Kegiatan lain yaitu konferensi internasional dengan tema "Religions in
the Process of Peace Building and Conflict Resolution in the
Mediterranean Region" Oktober tahun lalu di Nicosia, Cyprus dengan
pembicara dari Indonesia, Dr. Fatimah Husein, akademisi dari UIN Sunan
Kalijaga, Yogyakarta.
Dalam laporan tahunan tersebut, disampaikan pernyataan anggota PE yang
juga Ketua Komite Hubungan Luar Negeri PE, Dr. Elmar Brok, perkembangan
di Indonesia sangat positif dan pendekatan Indonesia yang toleran,
kooperatif melalui diskursus dialog lintas agama membuktikan bahwa upaya
tersebut sangat efektif dalam memberantas radikalisme.
Pernyataan selanjutnya dari Elmar Brok yang masuk dalam laporan tahun
tersebut adalah bahwa "Indonesia could serve as a good example how
minorities could live together".
Kerjasama Indonesia dengan Uni Eropa dalam promosi HAM dan demokrasi
telah dilakukan secara regular sejak tahun 2010 melalui Dialog HAM RI-UE
dan tahun ini akan memasuki tahun ke-5.
Indonesia mengisi diskursus HAM dan demokrasi melalui berbagai
aktifitas sejak tahun 2011 antara lain seminar, konferensi dan dialog
yang difasilitasi oleh Friends of Indonesia di PE, antara lain Dr. Nerj
Deva, MEP (anggota PE dari Kelompok Politik /Ketua Komite Pembangunan
Kelompok Negara B/Asia), dan Dr. Werner Langen , anggota PE dari
Kelompok Politik EPP/Ketua Delegasi Uni Eropa untuk ASEAN).

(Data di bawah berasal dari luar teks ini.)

PR #2755, opened 2021-07-27
Add quarterly facility states table, and the cohort reports into it

ssrihari:
**Story card:** [ch4503](https://app.clubhouse.io/simpledotorg/story/4503/support-quarterly-cohort-reports)


spec/models/reports/quarterly_facility_state_spec.rb
```diff
@@ -0,0 +1,85 @@
...
+
+      RefreshMaterializedViews.new.refresh_v2
+      with_reporting_time_zone do
+        quarterly_facility_state_2021_q2 = described_class.find_by(facility: facility, quarter_string: "2021-2")
+
+        expect(quarterly_facility_state_2021_q2.quarterly_cohort_controlled).to eq 2
+        expect(quarterly_facility_state_2021_q2.quarterly_cohort_patients).to eq 12
+        expect(quarterly_facility_state_2021_q2.quarterly_cohort_visited_no_bp).to eq 2
+        expect(quarterly_facility_state_2021_q2.quarterly_cohort_uncontrolled).to eq 3
+        expect(quarterly_facility_state_2021_q2.quarterly_cohort_missed_visit).to eq 5
```
harimohanraj89, line 81: Could we order this as total, controlled, uncontrolled, visit-but-no-bp, missed-visit? We could also put total at the end.

spec/models/reports/quarterly_facility_state_spec.rb
```diff
@@ -0,0 +1,85 @@
...
+      patients_uncontrolled.each do |patient|
+        create(:bp_with_encounter, :hypertensive, patient: patient, recorded_at: this_quarter)
+      end
+
+      patients_missed_visit = create_list(:patient, 4, assigned_facility: facility, recorded_at: previous_quarter)
+      patients_missed_visit.each do |patient|
+        create(:bp_with_encounter, patient: patient, recorded_at: previous_quarter)
+      end
+
+      _patient_no_visit = create(:patient, assigned_facility: facility, recorded_at: previous_quarter)
```
harimohanraj89, line 60: Ah, no visit and missed visit above both contribute to the missed visit count. Could we clump these two together?

harimohanraj89 (dismissed):
Some thoughts. Overall, this was more straightforward than I thought it would be!

db/views/reporting_quarterly_facility_states_v01.sql
```diff
@@ -0,0 +1,34 @@
...
+quarterly_cohort_outcomes.uncontrolled AS quarterly_cohort_uncontrolled,
+quarterly_cohort_outcomes.missed_visit AS quarterly_cohort_missed_visit,
+quarterly_cohort_outcomes.visited_no_bp AS quarterly_cohort_visited_no_bp,
+quarterly_cohort_outcomes.patients quarterly_cohort_patients
+
+-- ensure a row for every facility and quarter combination
+FROM reporting_facilities rf
+INNER JOIN reporting_months cal
+-- only pick end of quarters, and current quarter in progress
+    ON (month::integer % 3 = 0 OR month_string = to_char(now(), 'YYYY-MM'))
```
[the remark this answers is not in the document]
ssrihari: We want to have a row for every quarter in this table, even if there is no data for it. The way `reporting_patient_states` is built ensures that now. However, I'd still like to keep this (seemingly redundant) clause so that we independently describe the structure we want in this table.

spec/models/reports/quarterly_facility_state_spec.rb
```diff
@@ -0,0 +1,85 @@
...
+        described_class.where(facility: facility)
+        .where("quarter_string >= ?", "2020-1")
+        .where("quarter_string <= ?", "2021-2")
+        .count
+      ).to eq 6
+
+      expect(described_class.where(quarter_string: "2021-1").count).to eq(Facility.count)
+      expect(described_class.find_by(facility: facility, quarter_string: "2021-2").quarterly_cohort_patients).to eq 1
+      expect(described_class.find_by(facility: facility, quarter_string: "2021-1").quarterly_cohort_patients).to eq 1
+      expect(described_class.find_by(facility: facility, quarter_string: "2020-4").quarterly_cohort_patients).to eq 1
```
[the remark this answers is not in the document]
ssrihari: Yup, fixed in e7da2251f. Note that the value on rows where there's no data is nil, not 0. `sum(nil, nil...)` in postgres is nil, I guess. We can coalesce this into 0s if we want to.

spec/models/reports/quarterly_facility_state_spec.rb
ssrihari: Yup, fixed in 9b9a23e2f.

Masih di ranah HAM dan demokrasi, Indonesia melakukan berbagai
kerjasama dengan think-tank terkemuka Uni Eropa antara lain Center for
European Policy Study (CEPS), Friends of Europe, dan European Institute
for Asian Studies (EIAS), hingga institusi yang memiliki ratusan
jejaring LSM yang memantau diskriminasi dan intoleransi di Uni Eropa .
Indonesia juga memberikan beasiswa lintas agama Indonesian Interfaith
Scholarship kepada peserta dari Uni Eropa yang kesehariannya bekerja
dengan pemangku kepentingan yang menentukan arah kebijakan politik Uni
Eropa dengan Indonesia di ranah HAM dan demokrasi.

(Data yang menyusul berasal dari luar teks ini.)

PR #3279, opened 2022-01-12
Introduce in-memory Region ancestry computation

rick:
giphy-flash

**Story card:** [ch-5562](https://app.shortcut.com/simpledotorg/story/5562/improve-regions-index-performance)

We are currently still seeing slow performance of Region tree accesses in places like `/reports/regions`, though now we are hitting excessive caching overhead. Given the relatively small size of these trees, `Region.all` is very fast, and computing the needed data in memory should be much faster than caching round-trips. We expect ActiveRecord to cache `Region.all` reasonably if necessary. Relying on `path` as a `.`-separated list of path elements gives us sufficient information to compute the useful tree data structures in memory.

This is partly a spike, but should be convertible to prod quality in short order.

Screen Shot 2022-01-12 at 3 12 04 PM

**the work**

 - [x] spike: introduce a means of computing `Region#ancestor` via `Region.all` + in-memory traversal of `path` elements
 - [x] add an alternate controller action endpoint to do development in parallel
 - [x] add an alternate region tree component to allow experimenting in parallel
 - [x] use ltree's `.children` to render a new version of the regions tree
 - [x] introduce a way to get children through fast in-memory computation
 - [x] use fast children in rendering regions tree
 - [x] ensure that we prune `Region` entries that don't have any facilities
 - [x] ensure that we are obeying accessibility constraints
 - [x] get this behind a feature flag
   - [x] introduce flag, delegate #index -> #fastindex
   - [x] test flag in PR view environment
   - [x] test flag in sandbox
   - [x] test flag in bangladesh:demo
   - [x] test flag in bangladesh:production

### post merge

 - [ ] ask to enable feature flag in india:production
 - [ ] collect data on n% renderings of this code path in india:production

cc @rsanheim


rick:
Adding deployment keys to allow watching this in sandbox and Bangladesh environments at: https://github.com/simpledotorg/deployment/pull/398

PR #3295, opened 2022-01-14
Add a patch to turn Sidekiq#fetch sampling way down

rsanheim:
**Story card:** [sc-6635](https://app.shortcut.com/simpledotorg/story/6560/excessive-datadog-spans-due-to-sidekiq-fetch-monitoring#activity-6635)

## Because

We don't want to trace millions of sidekiq operations every day.

## This addresses

Dialing down the sidekiq sample rate to 1%. It looks like this rate impacts `fetch`, `heartbeat`, and scheduled job checks. It isn't clear to me if this will _also_ impact other sidekiq processing (like job execution), but from my digging around it looks like this sample rate is _just_ for sidekiq internals.

## Test instructions

I ran DD locally for testing this, and after some hacky attempts at patching ddtrace itself, I realized the sample rates are set per service.  Here is what the sidekiq span looks like after my change -- note the massive drop in the yellow bars.

image


Gemfile
```diff
@@ -37,7 +37,7 @@ gem "bootstrap", "~> 4.5.0"
 gem "connection_pool"
 gem "data_migrate"
 gem "data-anonymization", require: false
-gem "ddtrace", "~> 0.54"
```
rsanheim, line 40: Also getting us back to plain ddtrace here, without a gem requirement.

rsanheim:
Going to merge and monitor our traces in SBX etc.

Sejak tahun 2013, akademisi perguruan tinggi, think-tank dan LSM dari
Indonesia mulai aktif melakukan riset kolaborasi dengan berbagai
mitranya di Uni Eropa untuk melakukan penelitian mengenai masalah HAM
dan demokrasi yang terjadi khususnya di negara-negara anggota Uni Eropa.